Lebih dari sebulan setelah kesepakatan 27 November yang dikenal sebagai “Kesepakatan Kerangka Kerja” di bawah pengawasan Amerika, perselisihan internal di Lebanon mengenai pelaksanaannya telah mencapai puncaknya.
Anggota Fraksi al-Wafa (Loyalitas untuk Perlawanan) di Parlemen Lebanon dalam pernyataan yang keras dan eksplosif, menuduh Presiden Lebanon menjauhkan diri dari komitmennya terhadap kelompok Perlawanan dan berusaha menyerahkan rudal berat kepada Amerika.
“Selama ini, kami telah berkomitmen untuk tidak berdebat dengan Presiden. Namun, alih-alih menjadi simbol persatuan nasional seperti yang ditetapkan oleh Konstitusi, ia justru mengubah Istana Baabda menjadi platform partai bagi kelompok dengan latar belakang tertentu,” kata Fadhlallah, dikutip Fars dari al-Mayadeen.
“Pemilihan Presiden oleh dua kelompok nasional didasarkan pada komitmen terhormat untuk menjaga hak perlawanan bagi rakyat Lebanon dan pelaksanaan kesepakatan 27 November. Berkali-kali Presiden, dalam kerangka komitmen yang sama, mengulang kalimat ini: ‘Kami tidak akan berselisih dengan Anda… kami tidak akan berselisih dengan Anda.'”
Fadhlallah menyatakan bahwa dalam semua pertemuan dengan Presiden, ia tidak mendengar apa pun selain satu permintaan: menyerahkan rudal berat agar Presiden bisa mengujinya dengan Amerika. Menurut klaim Presiden, senjata jenis inilah yang membuat Israel khawatir. Ia berargumen bahwa tidak ada masalah jika kelompok Perlawanan menyimpan sisa senjata mereka, karena tidak ada yang akan mengambilnya.
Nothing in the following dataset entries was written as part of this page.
PR #650, opened 2019-06-17
Move messages code to right subdir

michael-loki:


majestrate:
this may conflict with @tewinget 's LRSM changes

michael-loki:
Since it’s mostly a clean move, I think a merge would probably resolve it?

majestrate:
On Mon, Jun 17, 2019 at 05:37:34AM -0700, michael-loki wrote:
> Since it’s mostly a clean move, I think a merge would probably resolve it?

Fadhlallah menambahkan, pihak Kepresidenan tidak segan-segan mengirim pesan negatif serta menargetkan hubungan persaudaraan dan historis antara Lebanon dan Iran.
“Dalam setiap pertemuan dengan Presiden, kami mendengar bahwa keputusan-keputusan yang diambil sebenarnya berada di bawah tekanan dan tidak akan memiliki dampak praktis atau eksekutif. Namun, setelah agresi Israel pada 2 Maret, Presiden bersama Perdana Menteri justru bergegas mengeluarkan “keputusan mematikan” tersebut. Meskipun demikian, upaya kami untuk berhubungan dengan Presiden melalui penasihatnya dan pihak lain untuk membendung penyimpangan berbahaya pada periode ini masih terus dilakukan.”
Fadhlallah menekankan, penolakan sebagian besar rakyat Lebanon terhadap “kesepakatan terkutuk” tersebut bersifat nasional dan melampaui pengelompokan politik atau agama. Kesepakatan ini dinilai menciptakan zona eksperimental, menempatkan Militer Lebanon di bawah pengujian tentara musuh, dan menjadikan Pemerintah saat ini sebagai mitra musuh.
Anggota Parlemen tersebut menambahkan, mengabaikan posisi politik, nasional, dan rakyat yang menentang kesepakatan ini dapat melemahkan kedaulatan negara serta memperdalam kesenjangan antara Pemerintah dan rakyat Lebanon. Namun, Pemerintah saat ini dinilai masih memiliki kesempatan untuk keluar dari jalan berbahaya tersebut dan kembali ke logika pemerintahan yang semestinya.